PR #16578, opened 2024-06-14
Support dot followed by space in directories

### LINKED ISSUE #16351: Filesystem stripping periods from folder names
### Summary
****
Mind each word and retype the entire listing above.

Response area>
PR #16578, opened 2024-06-14
Support dot followed by space in directories

### LINKED ISSUE #16351: Filesystem stripping periods from folder names
### Summary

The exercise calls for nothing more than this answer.